What needs to be done: Take the data that follows and retype it word for word.

Exercise materials:
PR #754, opened 2021-03-11
CDRIVER-3773 Remove support for canonical regular expressions with no options

benjirewis:
Reverts mongodb/mongo-c-driver#751.

We cannot support regular expressions with no options without a spec change because of an existing spec [test](https://github.com/mongodb/specifications/blob/master/source/bson-corpus/tests/top.json#L74..L77) that checks for a parse error on a regex with no options.

[CDRIVER-3773](https://jira.mongodb.org/browse/CDRIVER-3773) would require a larger spec change, which I will look into.


bazile-clyde (approved):
LGTM! I'd wait for a few of the tests to pass and then merge.

bazile-clyde (approved):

Solved problem:
PR #754, opened 2021-03-11
CDRIVER-3773 Remove support for canonical regular expressions with no options

benjirewis:
Reverts mongodb/mongo-c-driver#751.

We cannot support regular expressions with no options without a spec change because of an existing spec [test](https://github.com/mongodb/specifications/blob/master/source/bson-corpus/tests/top.json#L74..L77) that checks for a parse error on a regex with no options.

[CDRIVER-3773](https://jira.mongodb.org/browse/CDRIVER-3773) would require a larger spec change, which I will look into.


bazile-clyde (approved):
LGTM! I'd wait for a few of the tests to pass and then merge.

bazile-clyde (approved):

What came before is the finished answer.